WANDB_PROJECT_NAME = "hyperparameter-optimization"

with wandb.init(project=WANDB_PROJECT_NAME):
    df = pd.read_csv('data\heart.csv')
    X = df.drop(['target'], axis=1)
    y = df['target']

    X_train, X_test, y_train, y_test = train_test_split(X, y, test_size=0.2)

    config = wandb.config
    rfc = RandomForestClassifier(
        bootstrap=config.bootstrap,
        max_depth = config.max_depth,
        max_features = config.max_features,
        min_samples_leaf = config.min_samples_leaf,
        min_samples_split = config.min_samples_split,
        n_estimators = config.n_estimators,
    )

    rfc.fit(X_train, y_train)
    y_pred = rfc.predict(X_test)

    wandb.log({'accuracy': accuracy_score(y_test, y_pred)})

Step 2: Define the optimization strategy and configuration

To determine the optimization strategy, i.e. which approach to be used for optimization, what values or ranges should be tried for every hyper-parameter, and what objective to be optimized, a configuration file sweep.yml needs to be defined.

This file contains some additional configuration regarding the python path, training script path (from Step 1), to get more familiar see the docs.

For this example the sweep.yml file is.

program: train.py
method: bayes
project: hyperparameter-optimization
command:
- ${env} 
- ~/envs/hyperopt/bin/python
- ${program}
- ${args}

metric:
  name: accuracy
  goal: maximize
parameters:
  bootstrap:
    values: [True, False]
  max_depth:
    values: [2, 3, 4, 5, 6, 7, 8, 9, 10, 20, 30, 40, 50, 60, 70, 80, 90, 100, None]
  max_features:
    values: ['auto', 'sqrt']
  min_samples_leaf:
    values: [1, 2, 3, 4, 5, 6, 7, 8, 9, 10]
  min_samples_split:
    values: [2, 3, 4, 5, 6, 7, 8, 9, 10, 11]
  n_estimators:
    values: [10, 20, 30, 40, 50, 60, 70, 80, 90, 100, 200, 300, 500]

Interpretation is that the training script is located at train.py, Bayesian optimization is going to be used and for bootstrap the values True and `False is going to be tried, for max_depth [2, 3, 4, .... ] and similarly for all of the hyperparameters.
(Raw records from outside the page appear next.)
PR #82, opened 2017-08-24
Extend KML, so that <TimeSpan> can be used to describe the time span

bubeck:
of a track (which does not have TimeStamps).


tsteven4:
Welcome & Thanks.

Could you please supply a test case?  The script testo runs our basic 
tests.  testo.d/kml.test will have the existing kml tests. The testcase 
will include a reference kml file with TimeSpan elements as well as a 
reference for the expected output in the format of your choice.  I will 
manually verify that the input reference is valid, i.e. does not violate 
the kml schema.

Steve

bubeck:
Thanks for the "Welcome" :)

Test supplied as requested. If there is anything in addition, feel free to let me know.

Tilmann

tsteven4:
Thanks for the test case.  Adding test coverage reduces the chances that we will break the functionality you have added.

I do have some issues with the testcase.  Apparently the SkyDrop vario is is using the namespace http://earth.google.com/kml/2.0.  This version of kml is quite old and documentation is hard to come by at this point.  But it would appear that some of the elements used are not part of kml 2.0.  All the elements are present in kml 2.1/2.2.  Kml 2.0 also does not have a xsd document available, making it hard to validate.  Is it possible to get an update to the SkyDrop vario that would produce kml 2.2?  It seems they do regularly issue updates.  To do this a few things have to change:

1) the namespace needs to change to http://www.opengis.net/kml/2.2

2) the original reference violates the kml 2.2 schema.  the TimeSpan element should be a child of the Placemark element, not the LineString element.  The TimeSpan element should follow the open element and precede the Style element.  This move will require a change in kml.cc in gpsbabel.

3) the original version violates the kml 2.2 schema.  the alititudeMode element should follow the extrude element.  This isn't an issue for gpsbabel.

An updated reference is here:
[skydrop_kml22.kml.txt](https://github.com/gpsbabel/gpsbabel/files/1267809/skydrop_kml22.kml.txt)

Additionally, your modifications to kml.cc introduce a bug.  If the kml file contains two Placemark elements, where the first has a TimeSpan but the second does not then the TimeSpan data from the first Placemark will be used for both.

As a Skydrop user can you approach them and request the kml changes?

I would be happy to discuss these issues further.

bubeck:
Thanks for your detailed and very good answer!

As I am also an active submitter to SkyDrop (also open source), this should be no problem. I will first make a change to SkyDrop to generate proper KML 2.2 according to your suggestions and then do the proper handling in gpsbabel's kml.cc.

I will come back with this to you, but it will probably take some weeks.

Thanks!

robertlipe:
Good stuff, fellows.

KML 2.0 was "what Earth did" - very informal and not really externally
reviewed. 2.1 had more attention outside of the Earth developers and
community, but 2.2 is almost ten years old. It was the first version that
was really formalized and scrutinized because it's the one submitted to the
Open Geospatial Consortium (kind of the ANSII or ISO of this world) to be
formalized.  2.3 was just a few years ago and a pretty minor bump as I
think it mostly formalized the Track extensions from Earth 5.2 back in 09
or 2010. It's not like that's a crazy fast moving target.

If it's the writer at
https://github.com/fhorinek/SkyDrop/blob/63da36f11ceb94bf510d4b8741ddbcc2f2fb51e1/skydrop/src/fc/logger/kml.cpp
it looks pretty straight-forward to change. I don't see a reader and that
writer looks pretty much like ours did in the early days; you just kind of
mocked up what Earth itself wrote. (Before validation, I'd frequently knock
up something that worked in Earth, load it into Earth, save it in Earth as
KML, and then make my writer do what Earth did since it was the golden
standard of KML.) You'd probably be doing a favor to readers of any KML
that program generates to run it through a validator once in while.

It's a bit surprising to find another IGC implementation...Interesting.

tsteven4:
I recommended kml 2.2 instead of 2.3 because
1) public google documentation is still 2.2
2) google earth still produces 2.2
3) my validator is based on Xerces C++ which doesn't support XML schema 1.1 which is used starting with kml 2.3.  Support is available with Xerces2 java, but I haven't migrated to that yet.

bubeck:
Thanks again.

I will now prepare the changes to Skydrop's kml logger according to the above provided example file. The device only writes the flight 
that you are currently doing, so there is no reader. Because the device 
only has 192 k of flash ram, everything must be as compact as possible. The link is correct.

How would a validation be done at best? Do you have any suggestions? 
Just using the schema on a number of example files generated by skydrop?

Thanks again, your help is highly appreciated.

bubeck:
* Bug fixed
* test reference "skydrop.kml" updated to KML 2.2.

(Patch for skydrop is underway to https://github.com/fhorinek/SkyDrop)

bubeck:
SkyDrop's pull request to produce KML 2.2 is at https://github.com/fhorinek/SkyDrop/pull/300
Thanks again for the advice.

kml.cc
```diff
@@ -288,13 +290,21 @@ const char* kml_tags_to_ignore[] = {
...
   if (wpt_tmp) {
     fatal(MYNAME ": wpt_s: invalid kml file\n");
   }
   wpt_tmp = new Waypoint;
   wpt_tmp_queued = 0;
+
+  /* Invalidate timespan elements for a beginning Placemark,
+   * so that each Placemark has its own (or no) TimeSpan. */
+  wpt_timespan_begin.setTime_t(0);
+  wpt_timespan_end.setTime_t(0);
```
tsteven4: Can you use the gpsbabel::DateTime() constructor here instead of setTime_t(0)?  This encapsulates the workings of gpsbabel::DateTime better, and will avoid trouble in the unlikely event that the crutch is removed.
`  // As a crutch, mimic the old behaviour of an uninitialized creation time
  // being 1/1/1970.
`
For example:
gtrnctr.cc:  gtc_least_time = gpsbabel::DateTime();
gtrnctr.cc:  gtc_most_time = gpsbabel::DateTime();

kml.cc
```diff
@@ -392,6 +415,35 @@ void trk_coord(xg_string args, const QXmlStreamAttributes*)
...
+   * </TimeSpan>
+   *
+   * If this is specified, then SetCreationDate
+   */
+  if ( wpt_timespan_begin.isValid() && wpt_timespan_end.isValid() ) {
+
+	  // Count the number of Waypoints
+	  n = 0;
+	  QUEUE_FOR_EACH(&trk_head->waypoint_list, curr_elem, tmp_elem) {
+		  n++;
```
GPSBabelDeveloper: Consider n = trk_head.rte_waypt_ct;
This is admittedly poorly named and not obvious and not the very "C++" way of doing things, but see if that plays out well.

kml.cc
```diff
@@ -392,6 +415,35 @@ void trk_coord(xg_string args, const QXmlStreamAttributes*)
...
+	  }
+
+	  // If there are some Waypoints, then distribute the TimeSpan to all Waypoints
+	  if ( n > 0 ) {
+		  qint64 timespan_ms = wpt_timespan_end.toMSecsSinceEpoch() - wpt_timespan_begin.toMSecsSinceEpoch();
+		  qint64 ms_per_waypoint = timespan_ms / n;
+		  QUEUE_FOR_EACH(&trk_head->waypoint_list, curr_elem, tmp_elem) {
+			  trkpt = (Waypoint*) curr_elem;
+			  trkpt->SetCreationTime(wpt_timespan_begin);
```
GPSBabelDeveloper: Could this be done while we're reading above to not make another pass over the queue?

kml.cc
```diff
@@ -392,6 +415,35 @@ void trk_coord(xg_string args, const QXmlStreamAttributes*)
...
+
+	  // Count the number of Waypoints
+	  n = 0;
+	  QUEUE_FOR_EACH(&trk_head->waypoint_list, curr_elem, tmp_elem) {
+		  n++;
+	  }
+
+	  // If there are some Waypoints, then distribute the TimeSpan to all Waypoints
+	  if ( n > 0 ) {
+		  qint64 timespan_ms = wpt_timespan_end.toMSecsSinceEpoch() - wpt_timespan_begin.toMSecsSinceEpoch();
```
GPSBabelDeveloper: There isn't an operator-, oddly, but the msecsTo method may play nicer with large timespans.
http://doc.qt.io/qt-5/qdatetime.html#msecsTo

bubeck:
Thanks again for the feedback, which I followed to further improve the patch.
Please merge. :) Thanks!

robertlipe:
This is probably about spot-on now. Can you please do a 'git merge' (maybe
it's a 'git pull') to resynchronize with base? When we look at the CL
you're submitting, its showing every file that's changed in the last
several weeks.

Thanx for humoring us.
RJL

bubeck:
Closed in favor of https://github.com/gpsbabel/gpsbabel/pull/115

PR #126, opened 2017-11-27
Header sorting, moving to C++11. Iterator simplifications.

robertlipe:


tsteven4:
It looks like there was merge trouble with main.cc.

PR #129, opened 2017-11-27
Fix KML writer crash bug

viettaml:
When Google Earth uses gpsbabel to import KML in "live" USB mode, kml_wr_position_init() is called before kml_wr_init() resulting in deferencing an uninitialized "writer" pointer. The solution is just to remove the setAutoFormatting(false) call; there's no real need for it as it doesn't measurably impact performance (the extra cost to ingest/parse additional whitespace is trivial). Also remove other calls to remove nice formatting on timestamps (addressing a FIXME comment), and update the golden test data to match.

### DIFF
--- a/kml.cc
+++ b/kml.cc
@@ -91,8 +91,6 @@ static bounds kml_bounds;
 static gpsbabel::DateTime kml_time_min;
 static gpsbabel::DateTime kml_time_max;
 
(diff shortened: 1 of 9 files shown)


GPSBabelDeveloper (approved):
Thanx. That code's had a hard life (beginning in C, "serializing" via printf, little used realtime mode) so it's time to pull those compat props.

The objective is maximizing accuracy. So in other words, we want to assign values to the hyperparameters such that the accuracy is maximized.
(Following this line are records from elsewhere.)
PR #130, opened 2017-11-28
add a test of utf8 filename handling.

tsteven4:
4/6 tests fail on windows without PR #87 
initially this test is only deployed on unix on travis, after that PR is merged we can add it on appveyor.


tsteven4:
This PR now also enhances the latin1 test to cover more file apis.

PR #132, opened 2017-12-01
Support Unicode environment variables.

viettaml:
Create ugetenv() OS-abstraction to return a QString environment variable value. Use it in place of getenv() in most places. Update inifile.cc routines to use QString to support Unicode paths for the gpsbabel.ini file, also greatly streamlining the code.


csv_util.cc
```diff
@@ -1215,11 +1215,11 @@ xcsv_parse_val(const char* s, Waypoint* wpt, const field_map_t* fmp,
     wpt->SetCreationTime(sscanftime(s, fmp->printfc, 1));
     break;
   case XT_LOCAL_TIME:
-    if (getenv("GPSBABEL_FREEZE_TIME")) {
+    if (ugetenv("GPSBABEL_FREEZE_TIME").isNull()) {
```
viettaml, line 1218: I flipped the if/else clauses rather than doing a double negative "!...isNull()".

util.cc
```diff
@@ -258,6 +258,19 @@ xfopen(const char* fname, const char* type, const char* errtxt)
   return f;
 }
 
+/*
+ * OS-abstracting wrapper for getting Unicode environment variables.
+ */
+QString ugetenv(const char* env_var) {
+#ifdef __WIN32__
+  // Use QString to convert 8-bit env_var argument to wchar_t* for _wgetenv().
```
GPSBabelDeveloper, line 266: qtenv does us no favors here. Ugh.
http://doc.qt.io/qt-5/qtglobal.html#qgetenv

inifile.cc
```diff
@@ -44,98 +46,55 @@ typedef struct inifile_section_s {
...
-  test = fopen(buff, "rb");
-  if (test) {
-    fclose(test);
-    return buff;
+  if (path.isNull()) {
+    return QString();
   }
-  xfree(buff);
-  return NULL;
+  QString inipath(QDir(path).filePath(GPSBABEL_INIFILE));
```
GPSBabelDeveloper, line 60: A lovely example of how Qt saves us from OS-specific icky stuff.

inifile.cc
```diff
@@ -44,98 +46,55 @@ typedef struct inifile_section_s {
...
   gbfile* res = NULL;
 
-  envstr = getenv("GPSBABELINI");
-  if (envstr != NULL) {
-    FILE* test;
-
-    test = fopen(envstr, "r");
-    if (test != NULL) {
-      fclose(test);
+  envstr = ugetenv("GPSBABELINI");
```
GPSBabelDeveloper, line 71: Sinze the FREEZE_TIME stuff is only used by our test framework to set "current time" to 1-1-1970, and not really an externally documented/useful behaviour, this is really the only place where getenv returning funky characters is "real", right?

util.cc
```diff
@@ -258,6 +258,19 @@ xfopen(const char* fname, const char* type, const char* errtxt)
   return f;
 }
 
+/*
+ * OS-abstracting wrapper for getting Unicode environment variables.
+ */
+QString ugetenv(const char* env_var) {
```
GPSBabelDeveloper, line 264: I'd have named this "xgetenv" for consistency with our other C-era wrappers, but rather than asking to change it, I'll add it to the rainy day list of things to move to gb::something or src/core/something.cc or other better fit.

GPSBabelDeveloper (approved):
Minor reviewing out loud, but a nice cleanup for an esoteric problem. Thnxa nd merged.

Sidebar: I wonder if the gpsbabel.ini stuff is ever used in reality...

inifile.cc
viettaml: The most plausible example of how you can get environment variables with weird characters is if the Windows username is non-ASCII, which seems a common enough scenario in non-English locales. Presumably the Windows user directory is then "C:\Users\%USERNAME%" (unless Windows instituted some workaround that hashes unicode usernames into ASCII, which wouldn't surprise me at all, 8.3-hashed filenames anybody?), and any "INI file path" based off of that, would also have non-ASCII characters.

util.cc
viettaml: I considered this, but felt that "xfopen" was a bit more than a thin wrapper around "fopen", whereas "ufopen" (from PR #87) is a Unicode-supporting thin wrapper, hence the "ugetenv".

util.cc
viettaml: Yup. Supposedly in Qt 5.10 there's finally a Unicode-supporting qgetenv or somesuch, but not until then.

robertlipe:
I'm sure our views on Qt 5.10 are similar. I need to refresh my mental
status of QtWebEngine on Linux, but last time I checked we had some demand
to stay on 5.2 with a forked WebKit/WebEngine. A floor of 5.6 or 5.9 (the
LTS versions) isn't unreasonable but 5.10 isn't in our near future.

I reran the mysteriously failing presubmit and it's all tidied up now.Thanx
for all the fixes.  Nap time!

Step 3: Initializing and Running the optimization

To start optimization, open a shell (with your favorite terminal emulator).
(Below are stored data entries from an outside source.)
PR #135, opened 2017-12-04
Code cleanups in gopal.

robertlipe:


tsteven4:
For an argument of QString::compare it may be preferrable to use QLatin1String instead of QStringLiteral.
https://woboq.com/blog/qstringliteral.html

PR #137, opened 2017-12-04
Fix redundant file rename on Windows

viettaml:
Just use cross-platform QFile calls.


tsteven4:
I want to think about this more.  Pre PR we were atomic on windows, but on unix we would fail once the output file existed.  I have never tested real time tracking.

There is also the renaming concern in mtk_logger, not sure what to do about that either.

tormet:
Just a remark if we really wants to have an atomic operation for the move operation. Then we can use rename under Linux/Unix systems.  This should also work under Mac OS X.

BTW I think the unified solution with QFile:: is fine in this context. I wouldn't care about race conditions. 

Nevertheless I would check the return status of Qfile::rename given a warning if it fails.  Or do I overlook something, because I am not familiar with realtime positioning?

robertlipe (approved):
Sorry for the delay on this. Thanx for the fix, Tam.

Agreed that if there's some transient problem, it'll be self-correcting. On the next fix update (typ. ~2 seconds) we'll get a whole new file written to the tmp one and will attempt the rename here. The one consumer of this code that I know of already has (had?) retry logic.

I'll fold it into master since you've accepted it upstream.

PR #139, opened 2017-12-05
Nuke remainder of NEW_STRINGSs.

robertlipe:


tsteven4:
This needs the main revert, then it has a chance at CI.

tsteven4:
I don't think .qmake.stash should be included.

tsteven4:
the appveyor fails are a floating point mismatch issue on mingw 32, i.e. noise.  But the .qmake.stash needs to go away, probably into .git.ignore.

GPSBabelDeveloper:
These changes have long ago been integrated.

PR #142, opened 2017-12-06
Make track-filter use Qt times in more places. Minor code cleanups.

robertlipe:


GPSBabelDeveloper:
Everything here has been absorbed in other CLs and in some places, had these improvements replaced by yet more improvements.

PR #143, opened 2017-12-06
Fix a bad merge base in PR 126. Only main.cc seems to be affected.

robertlipe:


tsteven4:
It looks like this main.cc is equivalent to e4bced74359bffbea7da9c94ceb2858488f1fac4 main.cc which is good by me.  Are you going to add your cleanup tricks to main.cc?

GPSBabelDeveloper:
I've picked through the changes on my branch and there's was very little to
cherry pick.

https://github.com/gpsbabel/gpsbabel/commit/a1751e03fa71616b3aaeba42314baa2f41580f31#diff-d759577e53e2ce061239002d8a592cc5
seems to be where I left the rails.

There's a reason it's recommended I not operate heavy machinery...

PR #144, opened 2017-12-07
Loosen coupling of upgrade queries to OS version by using newer (2014) Qt services.

robertlipe:


robertlipe (commented):
pointless to try to trigger an automerge

robertlipe (commented):
silly comment here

  1. Activate the python virtual environment (for UNIX source ~/envs/hyperopt/bin/python, for other see the official Python guide.)
  2. Initialize the sweep

    wandb sweep .\sweep.yml
    

    Expected Output: image.png

  3. Run the sweep

    wandb agent aleksandar1932/hyperparameter-optimization/r3s5xf4d
    

    Expected Output: image.png

And that's it, now the running sweep can be observed at WANDB.

Step 4: Monitoring

Go to the sweep URL, from your shell output. For this example, the output is available here, and bellow.

image.png

As the model is trained for different combinations for the hyperparameters, the results are updated in real-time. We can wait for the given approach to find the combination of values that when used for training, provide the best model, or stop the optimization either by terminating the running shell or through WANDB.

Conclusion

This sweep, performed 79 runs, and the best model scored 0.9016 accuracy on a randomly sampled test set for that particular run. (In train.py train_test_split is done for every run)

image.png

So, it can be concluded that the best RandomForestClassifier should be instantiated with the following hyperparameters.

    model = RandomForestClassifier(
        bootstrap=False,
        max_depth = 4,
        max_features = 'sqrt',
        min_samples_leaf = 3,
        min_samples_split = 4,
        n_estimators = 200,
    )

The code from this tutorial is available on GitHub.